Una marca histórica para el periodismo deportivo
Si su participación en 2026 se concreta oficialmente, Macaya alcanzará los 18 Mundiales cubiertos de manera consecutiva, una cifra que lo ubicaría en un lugar único dentro de las coberturas vinculadas a la FIFA.
A los 91 años, su lucidez y vigencia siguen siendo tomadas como referencia por nuevas generaciones de comunicadores. Su caso representa una combinación poco frecuente de longevidad profesional, adaptación tecnológica y permanencia en la élite del análisis deportivo.
No estás «crazy». Lo que se perfila es un hecho histórico en tiempo real: Enrique Macaya Márquez no solo podría viajar a Estados Unidos, México y Canadá para comentar partidos, sino también para reafirmar que, mientras ruede la pelota, su voz seguirá ocupando un lugar central en el fútbol argentino.
Hay instituciones que sostienen el orden mundial sin pedir demasiado: el sol saliendo por el este, el asado reuniendo amigos y Enrique Macaya Márquez apareciendo cada vez que una Copa del Mundo asoma en el calendario. A los 91 años, el periodista deportivo argentino no solo sigue en carrera: parece haber firmado un pacto secreto con el tiempo, la pelota y algún editor celestial que todavía no se anima a bajarle la cobertura.
La cuenta impresiona hasta al más distraído: Macaya comenzó su recorrido mundialista en Suecia 1958, cuando Pelé era un adolescente, las transmisiones tenían otra textura y el fútbol todavía parecía narrado desde una cabina con olor a café y cables cruzados. Desde entonces, no faltó a ninguna cita. Vio pasar tácticas, estilos, campeones, derrotas, promesas, cracks, generaciones enteras y discusiones futboleras que probablemente empezaron en blanco y negro y terminaron en streaming.
Ahora, con Norteamérica 2026 en el horizonte, el histórico analista se encamina a una cifra que suena menos a estadística y más a leyenda tallada en bronce: su Mundial número 18 consecutivo. Mientras algunos periodistas celebran cubrir una fase de grupos sin perder la valija, Macaya lleva siete décadas siguiendo la pelota como quien revisa el plano original del fútbol. Di Stéfano, Pelé, Maradona, Messi: todos pasaron por su mirada pausada, quirúrgica y con esa serenidad de quien puede discutir un 4-3-3 como si estuviera explicando la ley de gravedad.

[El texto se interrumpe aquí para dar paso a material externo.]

PR #798, opened 2024-12-01
Separate menu input from per-player input

### LINKED ISSUE #265: Arrow keys should work in menu, regardless of player one key binds.
Arrow keys should work in all menus, regardless of how player one or player two keys have been bound.

### LINKED ISSUE #266: ESC key should immediately return in main menu
ESC key should immediately return to previous menu in main menu. Only in the base level of the mainmenu should ESC move the selection to the last item in menu.

### LINKED ISSUE #499: Demo mode can't be stopped with using only gamepads / joysticks
Hi,

It would seem demo mode where the cpu's fight each other, can't be stopped if the only input device is a game pad / joystick.

I don't know if this was also the case in the original game, but i though i'd mention it. I was testing using latest git on a RG35XX handheld which only had gamecontroller support (i edited the conf files to be able to control game) but it seems at least the demo mode i can't seem to exit using a gamecontroller only

Nopey:
The only things that are still controlled by per-player input (controller_poll) are Melee, Vs, and Arena.
Everything else now uses `game_state_menu_poll`, a drop-in replacement for `controller_poll` that lets all detected input devices control the menus.

Users are unable to rebind the keyboard menu controls, to avoid complications around textinput, multiple keys performing the same action, and ensuring no single key performs multiple actions.
 
All detected game controllers/joysticks generate menu input events, even when no player has a joystick bound.

Closes #499 
Closes #266 
Closes #265

### DIFF
--- a/src/controller/controller.c
+++ b/src/controller/controller.c
@@ -55,6 +55,23 @@ void controller_free(controller *ctrl) {
     ctrl->free_fun(ctrl);
 }
 
+static inline void ctrl_action_push(ctrl_event **ev, int action) {
+    ctrl_event *new = omf_calloc(1, sizeof(ctrl_event));
+
+    new->type = EVENT_TYPE_ACTION;
+    new->event_data.action = action;
+
+    if(*ev == NULL) {
+        *ev = new;
+    } else {
+        ctrl_event *i = *ev;
+        while(i->next) {
+            i = i->next;
+        }
+        i->next = new;
+    }
+}
+
 void controller_cmd(controller *ctrl, int action, ctrl_event **ev) {
     ctrl->current |= action;
     if((ctrl->last & action) && (!ctrl->repeat || action == ACT_KICK || action == ACT_PUNCH || action == ACT_ESC)) {
@@ -64,27 +81,12 @@ void controller_cmd(controller *ctrl, int action, ctrl_event **ev) {
     // fire any installed hooks
     iterator it;
     hook_function **p = 0;
-    ctrl_event *i;
-    ctrl_event *new;
-
     list_iter_begin(&ctrl->hooks, &it);
     while((p = iter_next(&it)) != NULL) {
         ((*p)->fp)((*p)->source, action);
     }
 
-    new = omf_calloc(1, sizeof(ctrl_event));
-    new->type = EVENT_TYPE_ACTION;
-    new->event_data.action = action;
-
-    if(*ev == NULL) {
-        *ev = new;
-    } else {
-        i = *ev;
-        while(i->next) {
-            i = i->next;
-        }
-        i->next = new;
-    }
+    ctrl_action_push(ev, action);
 }
 
 void controller_close(controller *ctrl, ctrl_event **ev) {
--- a/src/controller/controller.c
+++ b/src/controller/controller.c
@@ -56,6 +56,11 @@ void controller_free(controller *ctrl) {
 }
 
 void controller_cmd(controller *ctrl, int action, ctrl_event **ev) {
+    ctrl->current |= action;
+    if((ctrl->last & action) && (!ctrl->repeat || action == ACT_KICK || action == ACT_PUNCH || action == ACT_ESC)) {
+        return;
+    }
+
     // fire any installed hooks
     iterator it;
     hook_function **p = 0;
--- a/src/controller/controller.c
+++ b/src/controller/controller.c
@@ -95,8 +95,9 @@ void controller_cmd(controller *ctrl, int action, ctrl_event **ev) {
     iterator it;
     hook_function **p = 0;
     list_iter_begin(&ctrl->hooks, &it);
-    while((p = iter_next(&it)) != NULL) {
-        ((*p)->fp)((*p)->source, action);
+    while((p = iter_next(&it))) {
+        hook_function hook = **p;
+        (hook.fp)(hook.source, action);
     }
 
     ctrl_action_push(ev, action);
--- a/src/controller/controller.c
+++ b/src/controller/controller.c
@@ -74,9 +74,22 @@ static inline void ctrl_action_push(ctrl_event **ev, int action) {
 
 void controller_cmd(controller *ctrl, int action, ctrl_event **ev) {
     ctrl->current |= action;
-    if((ctrl->last & action) && (!ctrl->repeat || action == ACT_KICK || action == ACT_PUNCH || action == ACT_ESC)) {
-        return;
+    if((ctrl->last & action)) {
+        if(action & (ACT_KICK | ACT_PUNCH | ACT_ESC))
+            // never keyrepeat these actions
+            return;
+        else if(ctrl->repeat)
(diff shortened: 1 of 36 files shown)


src/controller/controller.c
```diff
@@ -55,33 +55,53 @@ void controller_free(controller *ctrl) {
...
+    }
+    if(action & ACT_Mask_Dirs)
+        ctrl->repeat_tick = 30;
+
+    // fire any installed hooks
+    iterator it;
+    hook_function **p = 0;
+    list_iter_begin(&ctrl->hooks, &it);
+    while((p = iter_next(&it)) != NULL) {
+        ((*p)->fp)((*p)->source, action);
```
katajakasa, line 99: This honestly looks like someone puked ASCII ;) Could you at least move the function-ptr to a variable or something ?

src/controller/joystick.c
```diff
@@ -205,3 +211,63 @@ int joystick_create(controller *ctrl, int joystick_id) {
...
+    }
+    vector_free(&every_gamepad);
+}
+
+void joystick_menu_poll_all(controller *menu_ctrl, ctrl_event **ev) {
+    if(vector_size(&every_gamepad) == 0)
+        return;
+
+    joystick k;
+    memset(&k, 0, sizeof k);
```
katajakasa, line 241: sizeof() for consistenly

src/game/gui/menu.c
```diff
@@ -184,9 +188,11 @@ static int menu_action(component *mc, int action) {
             c = sizer_get(mc, m->selected);
 
         } while(component_is_disabled(c));
-        // Play menu sound
-        audio_play_sound(19, 0.5f, 0.0f, 2.0f);
-        component_select(c, 1);
+        if(c != old_c) {
+            // Play menu sound
+            audio_play_sound(19, 0.5f, 0.0f, 2.0f);
```
katajakasa, line 193: If you feel like it, there could be either
a) Constants for the default values here, or
b) audio_play_sound_with_defaults(19) or somesuch

This is not necessarily part of this PR, just came to mind while reading.

src/utils/vector.c
```diff
@@ -109,14 +109,26 @@ int vector_delete_at(vector *vec, unsigned index) {
...
-    if(vec->blocks > 0) {
-        vec->blocks--;
-    }
+    vec->blocks--;
 
     // Return success
     return 0;
 }
 
+int vector_swapdelete_at(vector *vec, unsigned index) {
```
katajakasa, line 118: The name feels a bit, but I couldn't come up with anything better. I considered making this the default, but I think we rely on vector keeping the order in most places. Blah.

src/game/scenes/arena.c
```diff
@@ -1071,25 +1054,41 @@ void arena_static_tick(scene *scene, int paused) {
...
+        arena_handle_events(scene, player2, p2);
+        controller_free_chain(p1);
+        controller_free_chain(p2);
     }
-    return 0;
+
+    ctrl_event *menu_ev = NULL;
+    game_state_menu_poll(scene->gs, &menu_ev);
+
+    for(ctrl_event *i = menu_ev; i; i = i->next) {
```
katajakasa, line 1076: Something to consider later: https://github.com/omf2097/openomf/issues/800

src/utils/vector.h
```diff
@@ -23,6 +23,8 @@ int vector_prepend(vector *vector, const void *value);
 void vector_sort(vector *vector, vector_compare_func cf);
```
katajakasa, line 23: Something to do later: https://github.com/omf2097/openomf/issues/801

katajakasa (dismissed):
Probably better than it was. Might be a good idea to get an okay from @Vagabond too.

mrannanj (approved):

mrannanj (dismissed):

Vagabond:
The highlight on player 2 pilot select no longer renders properly.

Vagabond:
Also, if you return from HAR select to pilot select in 2 player, the inactive pilot portraits have a corrupted palette.

Nopey:
> The highlight on player 2 pilot select no longer renders properly.

was a regression on master for a minute, will go away with my rebase in a moment

> palette corruption

i'll look into this, thanks

Nopey:
rebased, fixed the two bugs in melee scene.

Nopey:
@Vagabond, I take it you're not opposed to the addition of `game_state_menu_poll` and the new behavior of allowing all known inputs (keyboard, joysticks at the moment) to control menus?

Vagabond:
> @Vagabond, I take it you're not opposed to the addition of `game_state_menu_poll` and the new behavior of allowing all known inputs (keyboard, joysticks at the moment) to control menus?

I don't think so, I was originally concerned with how this would affect netplay, so I'd like to try this branch now it's been rebased with netplay to make sure everything still works.

Nopey:
What is the current state of menus in netplay?
For the rest of this post, I'm assuming the only effected menu is the in-match arena menu-- correct me if that's not true.

From reading what the code was prior to this PR, whoever "player 1" was (probably the person who initiated the fight) is able to pull up & control the in-game menu for both players' games, and "player 2" is unable to do any menuing. Is this a correct assessment? I've been unable to enter a match with oomf netplay (to-do at a later date: figure out why).

My expectation of how the game will break with this PR: either player can pause their own game, and the remote client will then desync (as there is no networking of the pause, as it's no longer based on player 1's controller inputs).

<hr>
What do other multiplayer 2p fighting games do?

Some alternatives to the "only let player 1 use the pause menu" status quo ordered by ascending programmer-effort:
1. Don't pause netplay games during the in-game menu. Common in first person shooters & other games with more than 2 players. Dead simple to implement, probably the easiest way to unblock this PR.
2. Pause both players' games, and show a "other player has paused" message for the player who isn't menuing-- have a 3 second countdown to resume gameplay once both players are not menuing. The pause event would probably be a new controller event, in the vein of other non-button controller events like EVENT_TYPE_HB (net controller heartbeat).
3. Same as previous, but also network where the player is in the menu-- this is like the Street Fighter 6 "Play Again?" after match UI where players' cursor is networked. Has the benefit of letting the waiting player know if their opponent has paused & walked away or if their opponent is doing something in the menus.

Vagabond:
I believe #1 should be fine. I don't feel like we need anything fancier.

src/game/game_state.c
```diff
@@ -618,6 +624,7 @@ void game_state_call_move(game_state *gs) {
 }
 
 void game_state_tick_controllers(game_state *gs) {
+    controller_tick(gs->menu_ctrl, gs->int_tick, &gs->menu_ctrl->extra_events);
```
Vagabond, line 627: So the menu is only statically ticked?

Nopey: Yes, that was my intention.
Dynamic ticks speed up and slow down during hitstun and other gameplay things.

Vagabond (approved):
This looks a lot more consistent than before, and everything still seems to work.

El «guiño» más visible llegó con una publicidad de Cabify, donde se lo ve subiendo a un auto rumbo al aeropuerto, con la Copa del Mundo como destino emocional. El mensaje no necesita demasiada traducción: un Mundial sin Macaya parece una mesa sin pan, una final sin nervios o un VAR que funciona rápido, es decir, una anomalía difícil de procesar.
Lejos de retirarse, Macaya vuelve a ocupar ese lugar singular del «abuelo» sabio del periodismo deportivo, aunque con una diferencia clave: no está sentado al costado recordando viejas glorias, sino preparándose para otra cobertura. En tiempos de inteligencia artificial, transmisiones infinitas y análisis tácticos con flechas de colores, él sigue siendo una brújula. Y si finalmente llega a Estados Unidos, México y Canadá 2026, no viajará solo a comentar partidos: irá a recordarle al fútbol que todavía hay voces que no se reemplazan con una actualización de sistema.